WORK TO COMPLETE -
The data below holds a line containing "- Trade-off worth" and a line containing "## AI disclosure"; please quote exactly those two lines and every line between them, and nothing else.

SOURCE MATERIAL -
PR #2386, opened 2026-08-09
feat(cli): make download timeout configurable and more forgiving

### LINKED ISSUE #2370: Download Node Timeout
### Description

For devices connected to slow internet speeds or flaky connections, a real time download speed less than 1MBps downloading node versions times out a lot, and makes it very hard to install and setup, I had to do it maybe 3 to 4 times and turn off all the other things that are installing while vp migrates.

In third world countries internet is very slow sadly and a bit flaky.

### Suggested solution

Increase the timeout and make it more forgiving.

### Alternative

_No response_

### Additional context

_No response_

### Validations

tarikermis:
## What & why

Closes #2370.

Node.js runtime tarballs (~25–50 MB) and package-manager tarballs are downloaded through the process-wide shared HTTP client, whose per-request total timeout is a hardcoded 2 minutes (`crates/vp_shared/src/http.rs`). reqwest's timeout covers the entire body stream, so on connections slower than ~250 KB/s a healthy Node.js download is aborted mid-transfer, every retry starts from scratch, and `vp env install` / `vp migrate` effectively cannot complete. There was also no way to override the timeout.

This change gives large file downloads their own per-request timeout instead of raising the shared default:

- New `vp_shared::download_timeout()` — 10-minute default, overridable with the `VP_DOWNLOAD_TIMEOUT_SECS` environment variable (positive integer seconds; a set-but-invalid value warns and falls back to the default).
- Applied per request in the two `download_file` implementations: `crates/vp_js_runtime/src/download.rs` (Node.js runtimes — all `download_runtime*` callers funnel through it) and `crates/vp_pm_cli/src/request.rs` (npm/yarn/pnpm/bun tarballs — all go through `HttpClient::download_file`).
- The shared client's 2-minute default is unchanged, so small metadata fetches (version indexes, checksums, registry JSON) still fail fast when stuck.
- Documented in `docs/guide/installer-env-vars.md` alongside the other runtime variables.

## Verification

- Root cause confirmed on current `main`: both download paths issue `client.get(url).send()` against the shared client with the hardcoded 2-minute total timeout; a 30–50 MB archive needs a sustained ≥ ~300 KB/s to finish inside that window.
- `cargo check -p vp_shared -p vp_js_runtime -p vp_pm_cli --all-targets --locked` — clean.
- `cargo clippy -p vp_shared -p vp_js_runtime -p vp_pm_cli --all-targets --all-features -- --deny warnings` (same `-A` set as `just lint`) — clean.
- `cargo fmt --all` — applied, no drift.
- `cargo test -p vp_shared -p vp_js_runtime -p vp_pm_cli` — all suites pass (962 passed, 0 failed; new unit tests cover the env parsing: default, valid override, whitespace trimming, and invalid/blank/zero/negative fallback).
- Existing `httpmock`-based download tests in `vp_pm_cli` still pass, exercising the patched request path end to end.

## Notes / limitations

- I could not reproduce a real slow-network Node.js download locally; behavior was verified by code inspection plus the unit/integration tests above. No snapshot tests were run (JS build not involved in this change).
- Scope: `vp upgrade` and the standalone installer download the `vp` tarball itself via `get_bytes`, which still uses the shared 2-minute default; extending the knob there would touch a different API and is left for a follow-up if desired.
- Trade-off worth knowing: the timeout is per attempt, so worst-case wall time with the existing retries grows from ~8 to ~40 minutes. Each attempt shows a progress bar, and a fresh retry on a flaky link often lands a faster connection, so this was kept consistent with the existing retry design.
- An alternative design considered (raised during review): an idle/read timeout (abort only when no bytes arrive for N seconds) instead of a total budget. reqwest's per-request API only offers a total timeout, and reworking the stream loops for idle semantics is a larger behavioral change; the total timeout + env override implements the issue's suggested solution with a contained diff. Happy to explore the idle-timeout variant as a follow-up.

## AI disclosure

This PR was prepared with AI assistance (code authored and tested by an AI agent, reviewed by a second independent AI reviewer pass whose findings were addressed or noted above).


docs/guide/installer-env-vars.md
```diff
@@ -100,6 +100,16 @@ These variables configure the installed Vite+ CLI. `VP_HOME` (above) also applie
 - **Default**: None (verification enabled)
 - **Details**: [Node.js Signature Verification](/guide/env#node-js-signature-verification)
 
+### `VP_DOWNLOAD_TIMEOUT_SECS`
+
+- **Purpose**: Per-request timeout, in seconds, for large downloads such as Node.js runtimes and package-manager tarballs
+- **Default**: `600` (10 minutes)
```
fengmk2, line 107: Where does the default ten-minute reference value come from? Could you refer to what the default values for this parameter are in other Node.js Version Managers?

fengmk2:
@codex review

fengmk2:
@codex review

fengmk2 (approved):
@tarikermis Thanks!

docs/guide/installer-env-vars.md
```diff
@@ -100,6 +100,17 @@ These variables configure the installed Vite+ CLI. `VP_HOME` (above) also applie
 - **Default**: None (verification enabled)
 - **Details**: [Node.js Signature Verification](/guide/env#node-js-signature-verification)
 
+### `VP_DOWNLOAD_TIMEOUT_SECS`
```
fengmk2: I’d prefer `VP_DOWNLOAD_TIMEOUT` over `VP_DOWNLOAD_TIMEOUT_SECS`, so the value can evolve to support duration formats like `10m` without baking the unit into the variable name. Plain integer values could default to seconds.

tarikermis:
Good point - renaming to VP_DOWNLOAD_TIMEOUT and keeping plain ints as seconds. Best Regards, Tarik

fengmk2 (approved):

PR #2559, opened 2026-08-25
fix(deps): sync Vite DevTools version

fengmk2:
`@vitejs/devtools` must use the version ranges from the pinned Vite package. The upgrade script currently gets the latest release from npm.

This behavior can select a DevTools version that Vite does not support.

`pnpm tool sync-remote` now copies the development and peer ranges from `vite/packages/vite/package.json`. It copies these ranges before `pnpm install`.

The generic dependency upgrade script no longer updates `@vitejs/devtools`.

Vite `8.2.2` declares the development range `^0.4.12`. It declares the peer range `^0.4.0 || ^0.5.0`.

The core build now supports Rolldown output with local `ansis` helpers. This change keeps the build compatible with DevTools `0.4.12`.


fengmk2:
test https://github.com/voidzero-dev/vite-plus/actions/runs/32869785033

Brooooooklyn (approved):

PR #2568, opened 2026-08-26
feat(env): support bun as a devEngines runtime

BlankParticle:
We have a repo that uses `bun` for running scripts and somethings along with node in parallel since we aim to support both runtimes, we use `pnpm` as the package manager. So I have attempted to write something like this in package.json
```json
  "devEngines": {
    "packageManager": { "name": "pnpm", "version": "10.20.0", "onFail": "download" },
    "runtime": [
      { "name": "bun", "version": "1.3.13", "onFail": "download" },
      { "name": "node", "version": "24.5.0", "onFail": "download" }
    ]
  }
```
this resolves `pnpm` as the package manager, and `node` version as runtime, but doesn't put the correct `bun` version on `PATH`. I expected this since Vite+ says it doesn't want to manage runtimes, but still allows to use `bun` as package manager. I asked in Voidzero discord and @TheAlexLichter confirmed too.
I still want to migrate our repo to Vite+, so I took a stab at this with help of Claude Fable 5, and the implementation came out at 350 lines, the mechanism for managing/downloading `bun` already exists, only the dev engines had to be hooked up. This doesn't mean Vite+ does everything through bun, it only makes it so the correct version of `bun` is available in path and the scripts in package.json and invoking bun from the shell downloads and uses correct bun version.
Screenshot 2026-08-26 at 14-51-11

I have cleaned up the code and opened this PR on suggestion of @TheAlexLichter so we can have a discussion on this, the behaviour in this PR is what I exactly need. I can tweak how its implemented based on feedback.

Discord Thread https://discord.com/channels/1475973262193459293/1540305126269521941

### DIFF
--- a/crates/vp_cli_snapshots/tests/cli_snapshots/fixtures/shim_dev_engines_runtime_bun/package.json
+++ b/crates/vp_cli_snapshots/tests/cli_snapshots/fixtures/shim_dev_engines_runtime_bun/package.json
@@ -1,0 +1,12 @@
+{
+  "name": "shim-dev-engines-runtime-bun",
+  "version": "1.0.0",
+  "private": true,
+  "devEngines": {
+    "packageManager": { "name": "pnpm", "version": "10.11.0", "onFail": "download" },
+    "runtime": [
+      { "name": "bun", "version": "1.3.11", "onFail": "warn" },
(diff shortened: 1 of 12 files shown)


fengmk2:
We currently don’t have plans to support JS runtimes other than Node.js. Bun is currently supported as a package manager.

RESPONSE TO THIS TASK -
- Trade-off worth knowing: the timeout is per attempt, so worst-case wall time with the existing retries grows from ~8 to ~40 minutes. Each attempt shows a progress bar, and a fresh retry on a flaky link often lands a faster connection, so this was kept consistent with the existing retry design.
- An alternative design considered (raised during review): an idle/read timeout (abort only when no bytes arrive for N seconds) instead of a total budget. reqwest's per-request API only offers a total timeout, and reworking the stream loops for idle semantics is a larger behavioral change; the total timeout + env override implements the issue's suggested solution with a contained diff. Happy to explore the idle-timeout variant as a follow-up.

## AI disclosure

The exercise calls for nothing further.